# [GOAL OF THE EXERCISE]
Work out the number of lines in the records that include the word "expect"; reply with that number alone.

[Stored items]
PR #905, opened 2026-03-12
fix: stream upload to S3

fenos:

Improvement

Currently, we upload to S3 using the `Upload` class form the `@aws-sdk/lib-storage`. 
This library seems to be buffering in memory each chunk before uploading them to S3, (that's because it needs to calculate the size of the stream) 

## What is the new behavior?

We do know the content length in most cases, so we can simply pipe the body into the `PutObject` method so that we stream it all at once

### DIFF
--- a/src/test/uploader.test.ts
+++ b/src/test/uploader.test.ts
@@ -4,6 +4,47 @@ import { ErrorCode, isStorageError } from '../internal/errors'
 import { fileUploadFromRequest } from '../storage/uploader'
 
 describe('fileUploadFromRequest', () => {
+  test('keeps multipart/form-data file size undefined even when the request content-length exceeds 5GB', async () => {
+    const file = Readable.from(['payload']) as Readable & { truncated: boolean }
+    file.truncated = false
+
+    const requestFile = jest.fn().mockResolvedValue({
+      file,
+      fields: {
+        cacheControl: { value: '3600' },
+        contentType: { value: 'image/png' },
+        metadata: { value: '{"source":"multipart"}' },
+      },
+      mimetype: 'application/octet-stream',
+    })
+
+    const upload = await fileUploadFromRequest(
+      {
+        headers: {
+          'content-type': 'multipart/form-data; boundary=abc123',
+          'content-length': String(5 * 1024 * 1024 * 1024 + 512),
+        },
+        file: requestFile,
+        tenantId: 'stub-tenant',
+      } as unknown as FastifyRequest,
+      {
+        objectName: 'test.txt',
+        fileSizeLimit: 150,
+      }
+    )
+
+    expect(requestFile).toHaveBeenCalledWith({ limits: { fileSize: 150 } })
+    expect(upload.body).toBe(file)
+    expect(upload.contentLength).toBeUndefined()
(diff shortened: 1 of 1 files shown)


src/storage/backend/s3/adapter.ts
```diff
@@ -141,12 +146,94 @@ export class S3Backend implements StorageBackendAdapter {
...
     cacheControl: string,
-    signal?: AbortSignal
+    signal?: AbortSignal,
+    contentLength?: number
   ): Promise<ObjectMetadata> {
     if (signal?.aborted) {
       throw ERRORS.Aborted('Upload was aborted')
     }
 
+    if (typeof contentLength !== 'number' || contentLength > MAX_PUT_OBJECT_SIZE) {
```
fenos, line 156: we might want to strengthen the condition here with: 

```js
if (
       typeof contentLength !== 'number' || 
       (typeof contentLength === 'number' && contentLength > MAX_PUT_OBJECT_SIZE)
) {
  ...
}

```

ferhatelmas: isn't it same?

fenos: After a second thought this might not be required, can ignore

src/storage/backend/s3/adapter.ts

# [RESPONSE TO THIS TASK]
3